Print version ISSN 0104-6632On-line version ISSN 1678-4383

Braz. J. Chem. Eng. vol.17 n.4-7 São Paulo Dec. 2000

http://dx.doi.org/10.1590/S0104-66322000000400038 

THERMODYNAMIC ANALYSIS OF MULTICOMPONENT DISTILLATION COLUMNS: IDENTIFYING OPTIMAL FEED CONDITIONS

 

M. L.O.Maia and R.J. Zemp
DESQ, FEQ,Unicamp, C.P. 6066,
13083-970, Campinas - SP, Brazil
E-mail: lmaia@desq.feq.unicamp.br

 

(Received: October 1, 1999 ; Accepted: April 7, 2000 )

 

 

Abstract - A new methodology for the optimisation of feed conditions as well as the calculation of minimum reflux ratio of distillation columns is presented. The reversible profile approach used for saturated liquid feeds is extended to consider other feed conditions. For flashed feed, the liquid fraction of the feed stream is used to compute the column pinch conditions and the minimum reflux ratio. The modifications required for subcooled liquid and superheated vapor feed are discussed, and a procedure to estimate the minimum reflux for those conditions is proposed. The methodology presented allows the identification of the optimal feed condition, without having to resort to a full stage-by-stage procedure.
Keywords: mininum reflux, near-reversible distillation, exergy analysis

 

 

INTRODUCTION

The synthesis of cost-effective distillation columns sequences as well as the design of stand-alone distillation columns demand the determination of the minimum energy requirement for the separations. Moreover, different feed thermal conditions should be considered not only to optimize the energy consumption, but also to consider heat integration among the columns and with the background process. A number of methods which estimates the minimum reflux ratio is found in the literature, however, they present varying degrees of precision and demanded effort. In addition, the columns are usually designed considering the feed condition as saturated liquid. Therefore, there is a need for methods that allow the design engineer to quickly compute minimum reflux conditions and to determine the optimum feed condition, without previously designing the column.

In this work, the near-reversible column profile is used to determine the minimum reflux condition of a distillation column, for a wide range of feed condition. Firstly, the near-reversible profile is obtained for feed condition varying from saturated liquid to saturated vapor. Secondly, an additional modification is proposed to consider subcooled liquid and superheated vapor feed.

Results attested that the optimum feed thermal state for a separation under minimum reflux is very close to the optimum feed condition for a column operating under real reflux conditions. Furthermore, the pinch properties found for subcooled liquid feed and superheated vapor feed have shown a close agreement between the proposed method and a more rigorous, but time consuming method.

 

MINIMUM REFLUX FOR SATURATED LIQUID FEED

In 1991, Koehler and co-workers (1991) proposed a method that determines the minimum reflux condition by making use of reversible column profiles. This new procedure is based on the colinearity principle. Consider a ternary system being separated in a column operating under minimum reflux conditions. It has been observed that for such case, the rectifier and stripping section pinch compositions and the feed composition are located on a straight line, on the triangular composition diagram. This colinearity criteria is originally attributed to Underwood (Koehler et al, 1993).

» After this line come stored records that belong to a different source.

PR #1847, opened 2025-05-01
Add support for new versions of libs to realm_generator

YaroCabbage:
Add support for new versions of libs: analyzer v7, source_gen v2, dart_style v3


lokalathlet:
It would be fantastic if this change could be integrated into the code. Otherwise, we might find ourself limited to using other actual libraries such as 'freezed'.

nirinchev:
Superseded by https://github.com/realm/realm-dart/pull/1850

PR #198, opened 2025-12-02
Add retry option to curl commands in install script

shahmishal:


.github/workflows/scripts/install-and-build-with-sdk.sh
```diff
@@ -400,16 +400,16 @@ download_and_verify() {
     local temp_sig="${output_file}.sig"
 
     log "Downloading ${url}"
```
shahmishal:
```suggestion
    log "Downloading with retry flag ${url}"
```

Figure 1 illustrates the principle for an arbitrary ternary system ABC. Under minimum reflux condition the column has two pinches. The pinch compositions can be located on a triangular composition diagram, together with the feed composition. Underwood verified that for systems in which the assumptions of constant molal overflow (CMO) and constant relative volatilities (CRV) are valid, the minimum reflux pinch compositions (Ps and Pr) are located on a straight line together with the feed composition (F).

 

 

Koehler and coworkers (1993) extended the previous concept to non-ideal systems considering that the colinearity criteria should be relaxed and substituted by a minimum angle criteria, due to the violation of the CMO and CRV restrictions. In this case, the vector given by the lines connecting the pinch compositions to the feed composition should present the smallest angle. The determination of the minimum reflux conditions is thus reduced to a search for a pair of pinches, related to each other by the column heat balance, which forms a minimum angle with the saturated liquid feed composition. Once the pinch properties are known, the minimum energy requirement can easily be computed.

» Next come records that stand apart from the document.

PR #172, opened 2025-10-21
Add Swift SDK for Android to swift_package_test workflow

marcprux:
Pursuant to https://github.com/swiftlang/github-workflows/issues/83, this PR adds support for building with the Swift SDK for Android, following the precedents set by the Swift SDK for Wasm and the Static Linux SDK.

Unlike https://github.com/swiftlang/github-workflows/pull/106, this PR doesn't cover testing, which would necessitate installing and configuring an Android emulator.

Issue #83, opened 2025-01-06
Add an Android workflow, for Swift packages to build the Android SDK and test against


finagolfin:
I've had requests for an Android workflow, both using my unofficial SDK, finagolfin/swift-android-sdk#127, and for [whenever an official Android SDK is available](https://github.com/apple/swift-nio/pull/2784#pullrequestreview-2174034777). Rather than waiting for an official Android SDK first, I thought I could put together an Android workflow here that builds the Android SDK from source on first use, then uses it to cross-compile that Swift package that invoked this workflow on its CI and run its tests in the Android emulator, before finally caching the freshly-built Android SDK on that Swift package's CI for subsequent test runs.

Here are some further details:
- I'd start off with Swift 6.1 only, building from the latest snapshot tag, then add other release branches later.
- linux-only for build host initially, add macOS later
- I currently download [some pre-compiled libraries for Android from another OSS project](https://github.com/finagolfin/swift-android-sdk/blob/bb1cef608cc8c327705f70253479c1a0ccffe803/get-packages-and-swift-source.swift#L6) for my SDK bundle supporting Android API 24: a backported `posix_spawn()` wrapper to Android API 24 and libcurl/libxml2 for Foundation. I'd simply require Android API 28, when `posix_spawn()` was added to Android, and remove `FoundationNetworking` and `FoundationXML` support for this workflow, looking into ways to add those back later, so no such external libraries would be required for this workflow.
- I'd simply use an existing external Android emulator workflow, [as I do on my Android CI](https://github.com/finagolfin/swift-android-sdk/blob/main/.github/workflows/sdks.yml#L528). We could look into removing that external dependency later, if wanted.
- Once an official Android SDK is available, we could make that the default, and make this fresh build an alternate option for those who want it.

@FranzBusch or @shahmishal, let me know if you'd be okay with adding such an Android workflow here, will put together a pull if so.

marcprux:
We might want to base this on https://github.com/marketplace/actions/swift-android-action, which supports building and testing on both Linux and macOS (Intel) hosts, as well as caching the SDK, host toolchain, and emulator.

The SDK is currently downloaded from a mirror of https://github.com/finagolfin/swift-android-sdk/releases, but adding a step to optionally build it from source would be a possibility, at least for Linux.

finagolfin:
Fine by me, if you've done the work already and want to submit it here.

marcprux:
> if you've done the work already [...]

[...]

PR #215, opened 2025-12-15
Add enable_android_sdk_checks option for Android emulator testing

### LINKED ISSUE #179: Add Android emulator testing to workflow
With https://github.com/swiftlang/github-workflows/pull/172, we now have the option to build packages for Android from CI. But we don't yet have the ability to run tests.

Performing tests would involve downloading and configuring an Android emulator, ideally customizable with parameters like the Android API level to test. This sort of thing is handled nicely by the venerable [android-emulator-runner](https://github.com/reactivecircus/android-emulator-runner) action, and it is what my [swift-android-action](https://github.com/marketplace/actions/swift-android-action) uses for testing against Android, but my understanding is that the swiftlang workflows don't want to rely on external actions. So we'd need to manage the setup of the emulator myself. I've put together a sample workflow that does this at https://github.com/swift-android-sdk/swift-android-sdk-workflow-demo/blob/main/.github/workflows/ci.yml to show how this might be accomplished.

The other issue is the complexity of running tests on a separate "host" that doesn't share the same file system. The cross-compiled test binary needs to be transferred over to the QEMU emulator, along with any resources that it depends on. This logic gets hairy, and sometimes requires special parameters to identify special files that need copying over (e.g., SwiftCrypto looks for some test files [relative to the test's `#filePath` path](https://github.com/apple/swift-crypto/blob/e8ed8867ec23bccf5f3bb9342148fa8deaff9b49/Tests/CryptoExtrasTests/OPRFs/VOPRFAPITests.swift#L27) … this won't work without modifying the test case to look elsewhere).

Finally, to support testing both XCTest and Swift Testing tests, there's some fancy footwork required, as discussed at https://github.com/swiftlang/swift-package-manager/issues/8362#issuecomment-2719563933. You can see how I do it at `swift-android-action`'s [action.yml](https://github.com/skiptools/swift-android-action/blob/9ce927705c28d836e1d5c2a13326cf55e2c0851e/action.yml#L567).

All in all, it is achievable and I think it would be worthwhile for the benefit of actually exercising the tests on an Android emulator rather than just seeing if the source compiles.

marcprux:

For multicomponent mixtures, the minimum angle is determined by the dot-product (eq. 1) of two vectors (Kreyszig, 1988). These vectors are the lines connecting each pinch composition to the feed composition.

(1)

The substitution of the appropriate vectors produces the following expression for the angle between them:

(2)

According to Koehler's proposal, the angle should be minimum for minimum reflux conditions. The objective is then to determine the pinch compositions that minimize equation (2) or

(3)

Koehler and coworkers successfully applied this procedure for the determination of the minimum reflux conditions in both ideal and non-ideal systems.

 

PROPOSED METHODOLOGY

One drawback in Koehler’s method is that it is restricted to saturated liquid feed, making the method unsuitable for general analysis of optimal feed condition. Moreover, the need for repeated physical properties and pinch calculations required for the angle minimisation procedure make the whole process very time consuming. Both issues are now discussed further and a solution presented.

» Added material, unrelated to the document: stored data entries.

PR #229, opened 2026-01-20
Add CMake build workflow and documentation

FranzBusch:
## Motivation

Swift projects that support CMake as a build system need automated validation to ensure their CMakeLists files stay in sync with the source tree. Without this, CMakeLists files can become stale as source files are added or removed, leading to build failures for users relying on the CMake build path. A reusable workflow helps enforce this validation consistently across Swiftlang projects.

## Modifications

This change introduces a new reusable CMake build workflow that validates and builds Swift projects using CMake. The workflow includes two shell scripts: `cmake-build.sh` which builds projects using CMake and Ninja, and `cmake-update-cmake-lists.sh` which verifies that CMakeLists files accurately reflect the source tree based on a JSON configuration. The workflow runs in a Docker container and accepts inputs for the CMakeLists update configuration, the target directory to build, and the container image to use.

## Result

Projects can now use the cmake_build workflow to automatically verify their CMake build system on every pull request. The workflow ensures CMakeLists files stay up-to-date and that the project builds successfully with CMake, preventing CMake build regressions from being merged.

### DIFF
--- a/.github/workflows/cmake_build.yml
+++ b/.github/workflows/cmake_build.yml
@@ -50,6 +50,8 @@ jobs:
           which curl jq || apt -q update
           which curl || apt -yq install curl
           which jq || apt -yq install jq
+          git config --global --add safe.directory $GITHUB_WORKSPACE
+          cd ${{ inputs.cmake_build_target_directory }}
           CONFIG_JSON='${{ inputs.update_cmake_lists_config }}' FAIL_ON_CHANGES=true ${{ steps.script_path.outputs.root }}/.github/workflows/scripts/cmake-update-cmake-lists.sh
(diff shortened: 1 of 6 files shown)


etcwilde:
When CMake builds break, it's usually gets assigned either to me or @compnerd. I can't speak for him, but having had to help folks debug builds where this script is running, I am not willing to take on that responsibility going forward. If you're going to maintain the CMake configuration for any project using this script, maybe. I'm not comfortable accepting it as an official swiftlang workflow due to the difficulty of fixing things when it breaks them.

This conversation has been brought up before: https://github.com/swiftlang/github-workflows/pull/115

Extensive analysis of rigorously simulated minimum reflux columns (using a very large number of stages) has shown that the angle between the feed composition and each pinch composition is not at a minimum when the feed is not a saturated liquid. However, tests with saturated vapor feed showed the angle to be minimum if the vapor phase pinch compositions are used, thus suggesting that there might be a modified feed composition that satisfies the minimum angle criteria.

Furthermore, it was observed that when the feed composition is substituted by the composition of the liquid fraction of the flashed feed, the angle formed is a minimum. Thus, the original procedure proposed by Koehler et al (1993) can be extended to feed conditions other than saturated liquid by flashing the feed and taking the liquid phase composition as the one to be used in the angle procedure, as shown in Figure 2.

 

 

During the search for the minimum angle, a large number of pinch sets have to be computed, and each pinch set itself is determined by a root-finding procedure. Analysis and run-time tests of the program generated showed that a large percentage of the execution time is spent calculating physical properties.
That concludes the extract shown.